Wenn ich das richtig verstanden habe, dann sind die Daten aber nicht persistent und müsste die Datei bei jedem Programmstart einlesen. 
Für 800 Datensätze sicherlich kein Problem, aber bei mehreren Tausend oder noch mehr weiß ich nicht, ob dass wirklich sinnvoll ist.



maki hat gesagt.:


> Klingt für mich so, als ob da eine Abstraktion (Klasse) "Addresse" angebracht wäre.



Das war auch meine erste Idee.
Die habe ich aber wieder verworfen, da ich so doch für jeden Eintrag in der Datei ein Objekt erzeugen würde. Das scheint mir auch sehr ineffizient zu sein.



Landei hat gesagt.:


> Vielleicht lohnt sich auch eine Bibliothek, kurzes googeln hat Java CSV Library | Free Development software downloads at SourceForge.net  zu Tage gefördert. Auch wenn CSV auf den ersten Blick einfach erscheint, gibt es doch eins, zwei Stolperfallen (escapen, quoten...)

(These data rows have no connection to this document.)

PR #5273, opened 2017-12-06
WIP client-side-delete semantics `unloadRecord`

### LINKED ISSUE #5136: Loading a previously unloaded record doesn't update relationships

hjdivad:
Fix #5136, #5137

### DIFF
--- a/addon/-private/system/relationships/state/belongs-to.js
+++ b/addon/-private/system/relationships/state/belongs-to.js
@@ -58,6 +58,7 @@ export default class BelongsToRelationship extends Relationship {
   }
 
   inverseDidDematerialize() {
+    super.inverseDidDematerialize(this.inverseInternalModel);
     this.notifyBelongsToChanged();
   }
 
@@ -72,6 +73,13 @@ export default class BelongsToRelationship extends Relationship {
       this.inverseInternalModel = null;
       this.notifyBelongsToChanged();
     }
+  }
+
+
+  removeCompletelyFromInverse() {
+    super.removeCompletelyFromInverse();
+
+    this.inverseInternalModel = null;
   }
 
   flushCanonical() {
@@ -115,6 +123,12 @@ export default class BelongsToRelationship extends Relationship {
     this.notifyBelongsToChanged();
   }
 
+  removeAllInternalModelsFromOwn() {
+    super.removeAllInternalModelsFromOwn();
+    this.inverseInternalModel = null;
+    this.notifyBelongsToChanged();
+  }
+
   notifyBelongsToChanged() {
     this.internalModel.notifyBelongsToChanged(this.key);
   }
@@ -123,6 +137,11 @@ export default class BelongsToRelationship extends Relationship {
     if (!this.canonicalMembers.has(internalModel)) { return;}
     this.canonicalState = null;
     super.removeCanonicalInternalModelFromOwn(internalModel);
+  }
+
+  removeAllCanonicalInternalModelsFromOwn() {
+    super.removeAllCanonicalInternalModelsFromOwn();
+    this.canonicalState = null;
   }
 
   findRecord() {
--- a/addon/-private/system/relationships/state/has-many.js
+++ b/addon/-private/system/relationships/state/has-many.js
@@ -11,7 +11,12 @@ export default class ManyRelationship extends Relationship {
     this.belongsToType = relationshipMeta.type;
     this.canonicalState = [];
     this.isPolymorphic = relationshipMeta.options.polymorphic;
+    // The ManyArray for this relationship
     this._manyArray = null;
+    // The previous ManyArray for this relationship.  It will be destroyed when
+    // we create a new many array, but in the interim it will be updated if
+    // inverse internal models are unloaded.
+    this._retainedManyArray = null;
     this.__loadingPromise = null;
   }
 
@@ -33,6 +38,8 @@ export default class ManyRelationship extends Relationship {
   }
 
   get manyArray() {
+    assert(`Error: relationship ${this.parentType}:${this.key} has both many array and retained many array`, this._manyArray === null || this._retainedManyArray === null);
+
     if (!this._manyArray) {
       this._manyArray = ManyArray.create({
         canonicalState: this.canonicalState,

Vielleicht verstehe ich das jetzt auch falsch, aber die Frage war eigentlich nicht, wie ich die Datei einlesen soll, sondern eher wie ich das eingelesene abspeichern soll, damit ich damit vernünftig arbeiten kann.

Viele Grüße


----------



## Landei (17. Aug 2012)

GerhardSchröder hat gesagt.:


> Vielleicht verstehe ich das jetzt auch falsch, aber die Frage war eigentlich nicht, wie ich die Datei einlesen soll, sondern eher wie ich das eingelesene abspeichern soll, damit ich damit vernünftig arbeiten kann.



Ich würde dir trotzdem zu einer Bibliothek raten, jedenfalls wenn du die Datei nicht selbst erzeugst. 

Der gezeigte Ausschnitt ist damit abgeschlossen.